The present Dawkins is a more congenial figure than the blood-spitting one of the past.  Formerly atheism's Grand Inquisitor, sworn to seek and destroy all those who opposed the true word of Dawk, he has re-cast himself as an evangelist, eyes burning with certainty, seeking to persuade the unbelieving masses by the power of his words.  He is the true antithesis of the religious believers he so despises. Watching him last night prompted a couple of observations. One is that the church needs more people who can communicate on TV with the same degree of clarity and certainty that Dawkins does. It is a rare gift, but one which would be very helpful if possessed by the next Archbishop of Canterbury (for example).

But the most interesting point is that Dawkins has grasped that belief is intimately connected with the presuppositions which shape our broader thinking.  He believes that the reason that religious belief persists, when to his mind it should long ago have withered away, is because children are indoctrinated to it at an early age.

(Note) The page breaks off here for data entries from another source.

PR #40, opened 2019-03-04
replace /20 to /16 in README.md

KasteM34:
As an example /20 won't work as it covers until "10.20.15.255" (4096 possible IPs).


antonbabenko:
Good catch!

PR #60, opened 2019-06-12
fix task version

### LINKED ISSUE #59: Issues creating service on v2.0.0
https://github.com/terraform-aws-modules/terraform-aws-atlantis/blob/1195897966c4d0ab695d40c42865a4b0ebc19805/main.tf#L495

```
Error: Failed getting task definition ClientException: Unable to describe task definition.
        status code: 400, request id: 0cd48c37-8d35-11e9-9e00-5ff346cf8ee8 "atlantis"

  on .terraform/modules/atlantis/terraform-aws-modules-terraform-aws-atlantis-ca4ff06/main.tf line 491, in data "aws_ecs_task_definition" "atlantis":
 491: data "aws_ecs_task_definition" "atlantis" {
```

smiller171:
# Description

Fixes issues with creating the service caused by commenting out the `depends_on` in `data.aws_ecs_service.atlantis`. This also removes the ability to select the greater of the versions between what's in state and what data returns, but the version in state should be preferable to the version returned as data anyway. If there's a reason for this behavior that I'm not understanding please let me know.

Fixes #59

### DIFF
--- a/main.tf
+++ b/main.tf
@@ -488,20 +488,10 @@ resource "aws_ecs_task_definition" "atlantis" {
   container_definitions = local.container_definitions
 }
 
-data "aws_ecs_task_definition" "atlantis" {
-  task_definition = var.name
-
-  //  Commented out to avoid always-changed status every time during "terraform apply"
-  //  depends_on      = [aws_ecs_task_definition.atlantis]
-}
-
 resource "aws_ecs_service" "atlantis" {
   name    = var.name
   cluster = module.ecs.this_ecs_cluster_id
-  task_definition = "${data.aws_ecs_task_definition.atlantis.family}:${max(
-    aws_ecs_task_definition.atlantis.revision,
-    data.aws_ecs_task_definition.atlantis.revision,
-  )}"
+  task_definition = "${aws_ecs_task_definition.atlantis.family}:${aws_ecs_task_definition.atlantis.revision}"
   desired_count                      = var.ecs_service_desired_count
   launch_type                        = "FARGATE"
   deployment_maximum_percent         = var.ecs_service_deployment_maximum_percent


antonbabenko:
Hi Scott!

In fact, it is necessary to have the `depends_on` to be able to release a new version of task definitions and not overwrite it with the one defined in this module.

It was like this there before, but I was not sure if it has anything to do with Terraform 0.12 and commented out it. Now I reverted it back in #62 and going to release in a minute.

antonbabenko:
[v2.1.0](https://github.com/terraform-aws-modules/terraform-aws-atlantis/releases/v2.1.0) has been released.

smiller171:
@antonbabenko Couldn't `prevent_destroy` be used instead?

antonbabenko:
It is not about destroying anything.

smiller171:
@antonbabenko I don't follow at all. I'm not using the trick you have here in my own code and it's successfully creating a new revision every time

antonbabenko:
If you delete "ECS Task Definitions" completely in AWS Console (or using aws-cli) you should see that code won't work without `depends_on`. It is needed when creating ECS Task Definition for the first time.

smiller171:
It works if you remove the dependency on the data source entirely like I did in this PR.

smiller171:
Gotcha. That's the bit I was missing. Is it really worth the pain of dealing with TF thinking it's always changed to support altering the task definition outside of terraform?

antonbabenko:
That's a really good question, Scott!

There are some solutions like this in nearly all big modules which are designed and implemented in a flexible way. Additionally, ECS support is often not-very-well supported in Terraform, so yes, we have to deal with solutions like this.

Terraform 0.12 makes our work on infrastructure modules easier if used properly. We just need to find common patterns for ~20 scenarios and apply them (we used to do this for all major releases of Terraform).

I think we are on the right path by supporting a wide variety of features and a lot more is coming...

So, he reasons, if he can provide an alternative indoctrination, he should be able to inoculate the young mind against religion.

This is a shrewd observation. The mental landscape we construct in our early life is hard to re-arrange: "give me a child at twelve and I will give you the man for life" is a truth long recognised by the Christian church, and Dawkins is merely getting in on the act.  But if I was to advise him, I would say there are some glaring flaws in his cunning plan.  Setting aside the question of whether he really believes that his one book can counter the effect of the huge mass of religious literature and teaching (I suspect that he probably does), the problem lies in his utterly feeble concept of "truth".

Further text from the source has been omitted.